(ASSIGNMENT)
Every record is to be printed exactly as it appears.
====
PR #861, opened 2019-04-16
Fix issue with templates being erroneously overwritten

robbavey:
When customers were managing their own templates, but not using ilm,
templates could still be overwritten. This commit fixes the logic
to only overwrite templates when ilm is in use

### DIFF
--- a/lib/logstash/outputs/elasticsearch/ilm.rb
+++ b/lib/logstash/outputs/elasticsearch/ilm.rb
@@ -4,20 +4,22 @@ module LogStash; module Outputs; class ElasticSearch
     ILM_POLICY_PATH = "default-ilm-policy.json"
 
     def setup_ilm
-      return unless ilm_enabled?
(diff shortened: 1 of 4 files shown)


lib/logstash/outputs/elasticsearch/ilm.rb
```diff
@@ -4,20 +4,22 @@ module Ilm
...
-      end
     end
 
     def default_rollover_alias?(rollover_alias)
       rollover_alias == LogStash::Outputs::ElasticSearch::DEFAULT_ROLLOVER_ALIAS
     end
 
-    def ilm_enabled?
+    def ilm_alias_set?
+      default_index?(@index) || !default_rollover_alias?(@ilm_rollover_alias)
```
jsvd: why is this alias predicate negated? isn't the test about alias being set to `@ilm_rollover_alias`?

robbavey: It is about being set to something other than the default rollover alias

Issue #493, opened 2016-10-13
output plugins load balancing via hosts array not aware of other logstash instances.


kobybr:
- logstash-2.4.0
- centos 7.2

Say I have three logstash servers loadbalanced behind an F5. All three servers are identical, and contain an elasticsearch output plugin with a host array of something like: hosts => ["host1","host2",host3","host4"].

What I'm trying to prevent is a scenerio where the three logstash servers would get in a rhythm of rotating through the same hosts at the same time, thus swamping one elasticsearch host, while the others go unused.

From what I understand, an individual instance will round-robin through the array of available elasticsearch hosts.   I believe I have experienced this scenario and was likely the cause of a backlog of unprocessed/dropped udp packets.   I alleviated the issue by having each logstash instance only contain unique sets of hosts.  i.e.   logstash-1 would contain hosts => ["host1","host2"] and logstash-2 would contain hosts => ["host3","host4"].   This would not be the most ideal way of handling. 

Am I missing something?  Thoughts?

Thanks

jsvd:
a connection is picked per bulk request so it's unlikely that three instances an any point will be hammering the same server for a large period of time unless each bulk request has very large documents (in the order of megabytes) or the ids for events are being set explicitly are aren't well balanced causing hotspots due to routing issues.

I'm closing this issue as I don't believe this is an issue, please reopen or open a new one if you're seeing a similar problem

Issue #274, opened 2015-10-16
Verify this plugin round-robins for every bulk request


suyograo:
The elasticsearch-ruby client is supposed to round-robin requests to the nodes specified in the `hosts` setting. From internal testing it seems like one of the node is getting hit more often than the other. The setting used in testing was `[localhost:9200, localhost:9201]`

![round-robin](https://cloud.githubusercontent.com/assets/1595958/10546440/d17e1d6e-73e2-11e5-9a89-21ed6e990bea.png)

y-axis in the graph is the bytes-in to a port. Data in bulk request used for testing was the same size, so we should not see 2:1 requests distribution to hosts, should have almost equal distribution

gingerwizard:
The following test was performed:

1. Two node cluster running on 9202 and 9201 respectively.
2. Logstash configuration indexed data over HTTP. Following output configuration:

output {
    elasticsearch {
    	host => ["localhost:9202","localhost:9201"]
    	cluster => "test-cluster"
    	protocol => "http"
    	workers => 1
    	index => "test"
    	flush_size => 500
	}
}

3. Packetbeat monitoring HTTP ports 9202, 9201. Packetbeat configured to index into separate Elastic cluster on 9200 so as to not skew results.

4. Kibana configured to use 9200 packetbeat index. Only requests with HTTP path path:"/_bulk" considered in the following visuals.

5. 4 visuals as shown below.  
 - Sum of bytes over time per port
- Total requests over time per port
- Total Requests port 9201
- Total Requests port 9202
- Sum of bytes port 9201
- Sum of bytes port 9201
 
6. The same log line was sent to logstash using nc from a file containing 1m duplicate lines.  Ensures packet data is of equal size. No filters in logstash.

![image](https://cloud.githubusercontent.com/assets/12695796/10548156/bef2bb66-7430-11e5-94bb-b083372c9ce2.png)


The above shows a balance of requests. Issue can be closed.

Thanks
Dale

gingerwizard:
Wrong image.

![image](https://cloud.githubusercontent.com/assets/12695796/10548204/e4c9960c-7430-11e5-96a4-ceae35691904.png)

TinLe:
There is a related bug where in the first two hosts listed in hosts => get more connections and consumed lots more filehandles.

It's easily reproduced in logstash versions 2.1.0 - 2.1.3, and logstash versions 2.2.0 - 2.2.2

PR #866, opened 2019-05-03
Clarify load balance behavior if array of hosts is used

jakommo:
I've seen the question, how the output load balances, coming up every now and then and the docs should have the answer.

I'd still like a logstash developer to review and double check that it still is Round-robin per bulk in the current version of the plugin. 

My assumption is based on https://github.com/logstash-plugins/logstash-output-elasticsearch/issues/274 and https://github.com/logstash-plugins/logstash-output-elasticsearch/issues/493#issuecomment-389808368, but the first one is from 2015 and the second onw is from 2018, but with Logstash 2.4.


ripper2hl:
Have there been any updates on that?

PR #867, opened 2019-06-03
[DOC] Adding details for template installation

lucabelluccini:
Clarify Template file is not monitored.
Clarify when the Template is installed and what conditions apply.


lucabelluccini:
This change should be applied to all docs back 6.x and 7.x

karenzone:
Docs build cleanly and look good. Requesting a quick tech review to double-check content.

yaauie:
Instead of bouncing it back to @lucabelluccini for changelog/version bump, I've opened https://github.com/logstash-plugins/logstash-output-elasticsearch/pull/898 which includes this commit.

PR #871, opened 2019-06-27
Create elasticsearch-template-es8x.json

jsvd:
now that es master points to 8.0 we need a template for that version.


jsvd:
@jakelandis are you aware of any specificity we may need to include right away in the 8.x template compared to 7.x?

PR #873, opened 2019-07-14
Update testing to docker

jsvd:
* create a docker image one for logstash
* if it's an integration test create another for Elasticsearch
* reduces test matrix to same version testing
* integration tests run against host 'elasticsearch' so tests were updated
* certificates were recreated to validate the 'elasticsearch' host
* removed any prior dependency to running tests, only docker is needed
* it's possible to pass options to rspec using "SPEC_OPTS=' ...' ./ci/docker-run.sh`

Check the .travis.yml to see how to run the tests


jsvd:
failure is due to lack of 8.x support in sniffing, fixed in #874

.travis.yml
```diff
@@ -1,53 +1,19 @@
...
-script: ci/build.sh
-jdk: openjdk8
-before_install: gem install bundler -v '< 2'
+  - INTEGRATION=false ELASTIC_STACK_VERSION=5.x
+  - INTEGRATION=false ELASTIC_STACK_VERSION=6.x
+  - INTEGRATION=false ELASTIC_STACK_VERSION=7.x
+  - DISTRIBUTION=default INTEGRATION=true ELASTIC_STACK_VERSION=6.x
+  - DISTRIBUTION=default INTEGRATION=true ELASTIC_STACK_VERSION=7.x
+  - DISTRIBUTION=default INTEGRATION=true ELASTIC_STACK_VERSION=7.x SNAPSHOT=true
+  - DISTRIBUTION=default INTEGRATION=true ELASTIC_STACK_VERSION=8.x SNAPSHOT=true
```
robbavey: Just making sure that it is intentional to fail the builds to surface issues ASAP for visibility due to `8.x` incompatibilities given that we are so early in the `8.x` release cycle.

jsvd: It is intentional indeed, allow failures setting in travis can be useful but more often not if I see those fail I'll start caring less and less about them until we're on top of the release, may as well have these failures up front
====
(EXERCISE RESPONSE)
PR #861, opened 2019-04-16
Fix issue with templates being erroneously overwritten

robbavey:
When customers were managing their own templates, but not using ilm,
templates could still be overwritten. This commit fixes the logic
to only overwrite templates when ilm is in use

### DIFF
--- a/lib/logstash/outputs/elasticsearch/ilm.rb
+++ b/lib/logstash/outputs/elasticsearch/ilm.rb
@@ -4,20 +4,22 @@ module LogStash; module Outputs; class ElasticSearch
     ILM_POLICY_PATH = "default-ilm-policy.json"
 
     def setup_ilm
-      return unless ilm_enabled?
(diff shortened: 1 of 4 files shown)


lib/logstash/outputs/elasticsearch/ilm.rb
```diff
@@ -4,20 +4,22 @@ module Ilm
...
-      end
     end
 
     def default_rollover_alias?(rollover_alias)
       rollover_alias == LogStash::Outputs::ElasticSearch::DEFAULT_ROLLOVER_ALIAS
     end
 
-    def ilm_enabled?
+    def ilm_alias_set?
+      default_index?(@index) || !default_rollover_alias?(@ilm_rollover_alias)
```
jsvd: why is this alias predicate negated? isn't the test about alias being set to `@ilm_rollover_alias`?

robbavey: It is about being set to something other than the default rollover alias

Issue #493, opened 2016-10-13
output plugins load balancing via hosts array not aware of other logstash instances.


kobybr:
- logstash-2.4.0
- centos 7.2

Say I have three logstash servers loadbalanced behind an F5. All three servers are identical, and contain an elasticsearch output plugin with a host array of something like: hosts => ["host1","host2",host3","host4"].

What I'm trying to prevent is a scenerio where the three logstash servers would get in a rhythm of rotating through the same hosts at the same time, thus swamping one elasticsearch host, while the others go unused.

From what I understand, an individual instance will round-robin through the array of available elasticsearch hosts.   I believe I have experienced this scenario and was likely the cause of a backlog of unprocessed/dropped udp packets.   I alleviated the issue by having each logstash instance only contain unique sets of hosts.  i.e.   logstash-1 would contain hosts => ["host1","host2"] and logstash-2 would contain hosts => ["host3","host4"].   This would not be the most ideal way of handling. 

Am I missing something?  Thoughts?

Thanks

jsvd:
a connection is picked per bulk request so it's unlikely that three instances an any point will be hammering the same server for a large period of time unless each bulk request has very large documents (in the order of megabytes) or the ids for events are being set explicitly are aren't well balanced causing hotspots due to routing issues.

I'm closing this issue as I don't believe this is an issue, please reopen or open a new one if you're seeing a similar problem

Issue #274, opened 2015-10-16
Verify this plugin round-robins for every bulk request


suyograo:
The elasticsearch-ruby client is supposed to round-robin requests to the nodes specified in the `hosts` setting. From internal testing it seems like one of the node is getting hit more often than the other. The setting used in testing was `[localhost:9200, localhost:9201]`

![round-robin](https://cloud.githubusercontent.com/assets/1595958/10546440/d17e1d6e-73e2-11e5-9a89-21ed6e990bea.png)

y-axis in the graph is the bytes-in to a port. Data in bulk request used for testing was the same size, so we should not see 2:1 requests distribution to hosts, should have almost equal distribution

gingerwizard:
The following test was performed:

1. Two node cluster running on 9202 and 9201 respectively.
2. Logstash configuration indexed data over HTTP. Following output configuration:

output {
    elasticsearch {
    	host => ["localhost:9202","localhost:9201"]
    	cluster => "test-cluster"
    	protocol => "http"
    	workers => 1
    	index => "test"
    	flush_size => 500
	}
}

3. Packetbeat monitoring HTTP ports 9202, 9201. Packetbeat configured to index into separate Elastic cluster on 9200 so as to not skew results.

4. Kibana configured to use 9200 packetbeat index. Only requests with HTTP path path:"/_bulk" considered in the following visuals.

5. 4 visuals as shown below.  
 - Sum of bytes over time per port
- Total requests over time per port
- Total Requests port 9201
- Total Requests port 9202
- Sum of bytes port 9201
- Sum of bytes port 9201
 
6. The same log line was sent to logstash using nc from a file containing 1m duplicate lines.  Ensures packet data is of equal size. No filters in logstash.

![image](https://cloud.githubusercontent.com/assets/12695796/10548156/bef2bb66-7430-11e5-94bb-b083372c9ce2.png)


The above shows a balance of requests. Issue can be closed.

Thanks
Dale

gingerwizard:
Wrong image.

![image](https://cloud.githubusercontent.com/assets/12695796/10548204/e4c9960c-7430-11e5-96a4-ceae35691904.png)

TinLe:
There is a related bug where in the first two hosts listed in hosts => get more connections and consumed lots more filehandles.

It's easily reproduced in logstash versions 2.1.0 - 2.1.3, and logstash versions 2.2.0 - 2.2.2

PR #866, opened 2019-05-03
Clarify load balance behavior if array of hosts is used

jakommo:
I've seen the question, how the output load balances, coming up every now and then and the docs should have the answer.

I'd still like a logstash developer to review and double check that it still is Round-robin per bulk in the current version of the plugin. 

My assumption is based on https://github.com/logstash-plugins/logstash-output-elasticsearch/issues/274 and https://github.com/logstash-plugins/logstash-output-elasticsearch/issues/493#issuecomment-389808368, but the first one is from 2015 and the second onw is from 2018, but with Logstash 2.4.


ripper2hl:
Have there been any updates on that?

PR #867, opened 2019-06-03
[DOC] Adding details for template installation

lucabelluccini:
Clarify Template file is not monitored.
Clarify when the Template is installed and what conditions apply.


lucabelluccini:
This change should be applied to all docs back 6.x and 7.x

karenzone:
Docs build cleanly and look good. Requesting a quick tech review to double-check content.

yaauie:
Instead of bouncing it back to @lucabelluccini for changelog/version bump, I've opened https://github.com/logstash-plugins/logstash-output-elasticsearch/pull/898 which includes this commit.

PR #871, opened 2019-06-27
Create elasticsearch-template-es8x.json

jsvd:
now that es master points to 8.0 we need a template for that version.


jsvd:
@jakelandis are you aware of any specificity we may need to include right away in the 8.x template compared to 7.x?

PR #873, opened 2019-07-14
Update testing to docker

jsvd:
* create a docker image one for logstash
* if it's an integration test create another for Elasticsearch
* reduces test matrix to same version testing
* integration tests run against host 'elasticsearch' so tests were updated
* certificates were recreated to validate the 'elasticsearch' host
* removed any prior dependency to running tests, only docker is needed
* it's possible to pass options to rspec using "SPEC_OPTS=' ...' ./ci/docker-run.sh`

Check the .travis.yml to see how to run the tests


jsvd:
failure is due to lack of 8.x support in sniffing, fixed in #874

.travis.yml
```diff
@@ -1,53 +1,19 @@
...
-script: ci/build.sh
-jdk: openjdk8
-before_install: gem install bundler -v '< 2'
+  - INTEGRATION=false ELASTIC_STACK_VERSION=5.x
+  - INTEGRATION=false ELASTIC_STACK_VERSION=6.x
+  - INTEGRATION=false ELASTIC_STACK_VERSION=7.x
+  - DISTRIBUTION=default INTEGRATION=true ELASTIC_STACK_VERSION=6.x
+  - DISTRIBUTION=default INTEGRATION=true ELASTIC_STACK_VERSION=7.x
+  - DISTRIBUTION=default INTEGRATION=true ELASTIC_STACK_VERSION=7.x SNAPSHOT=true
+  - DISTRIBUTION=default INTEGRATION=true ELASTIC_STACK_VERSION=8.x SNAPSHOT=true
```
robbavey: Just making sure that it is intentional to fail the builds to surface issues ASAP for visibility due to `8.x` incompatibilities given that we are so early in the `8.x` release cycle.

jsvd: It is intentional indeed, allow failures setting in travis can be useful but more often not if I see those fail I'll start caring less and less about them until we're on top of the release, may as well have these failures up front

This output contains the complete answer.